Directions: Write out the data below in full, please. Keep every character as given.

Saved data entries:
◆ ◆ ◆

PR #290, opened 2023-10-27
Use constructor injection in sample app

cmathew:
this will make providing mocks more straightforward in tests


magellan-sample-migration/src/test/java/com/wealthfront/magellan/sample/migration/tide/DogListStepTest.kt
```diff
@@ -17,22 +16,20 @@ import org.junit.runner.RunWith
...
   private val activityController = Robolectric.buildActivity(ComponentActivity::class.java)
 
   @Before
   fun setUp() {
     val context = ApplicationProvider.getApplicationContext<Application>()
-    ((context as AppComponentContainer).injector() as TestAppComponent).inject(this)
-
-    coWhen { api.getAllBreeds() }
+    val component = ((context as AppComponentContainer).injector() as TestAppComponent)
+    dogListStep = DogListStep(component.toolbarHelper, component.api) { chosenBreed = it }
```
Kritarie, line 31: Instead of exposing individual services on TestAppComponent, what do you think about having Dagger inject DogListStepTest with a DogListStepFactory?

Kritarie (approved):

PR #293, opened 2023-10-30
Support backstack read operations from a background thread

Kritarie:


magellan-library/src/main/java/com/wealthfront/magellan/navigation/CopyOnWriteArrayDeque.kt
cmathew, line 1: your goal is to use a thread-safe Deque? Does this class work for you: https://docs.oracle.com/javase%2F7%2Fdocs%2Fapi%2F%2F/java/util/concurrent/ConcurrentLinkedDeque.html

Kritarie: I think it would work, but we would need to bump the min sdk version to API 21. That's probably fine, right?
Screenshot 2023-10-31 at 12 21 36 PM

◆ ◆ ◆

Answer space:
PR #290, opened 2023-10-27
Use constructor injection in sample app

cmathew:
this will make providing mocks more straightforward in tests


magellan-sample-migration/src/test/java/com/wealthfront/magellan/sample/migration/tide/DogListStepTest.kt
```diff
@@ -17,22 +16,20 @@ import org.junit.runner.RunWith
...
   private val activityController = Robolectric.buildActivity(ComponentActivity::class.java)
 
   @Before
   fun setUp() {
     val context = ApplicationProvider.getApplicationContext<Application>()
-    ((context as AppComponentContainer).injector() as TestAppComponent).inject(this)
-
-    coWhen { api.getAllBreeds() }
+    val component = ((context as AppComponentContainer).injector() as TestAppComponent)
+    dogListStep = DogListStep(component.toolbarHelper, component.api) { chosenBreed = it }
```
Kritarie, line 31: Instead of exposing individual services on TestAppComponent, what do you think about having Dagger inject DogListStepTest with a DogListStepFactory?

Kritarie (approved):

PR #293, opened 2023-10-30
Support backstack read operations from a background thread

Kritarie:


magellan-library/src/main/java/com/wealthfront/magellan/navigation/CopyOnWriteArrayDeque.kt
cmathew, line 1: your goal is to use a thread-safe Deque? Does this class work for you: https://docs.oracle.com/javase%2F7%2Fdocs%2Fapi%2F%2F/java/util/concurrent/ConcurrentLinkedDeque.html

Kritarie: I think it would work, but we would need to bump the min sdk version to API 21. That's probably fine, right?
Screenshot 2023-10-31 at 12 21 36 PM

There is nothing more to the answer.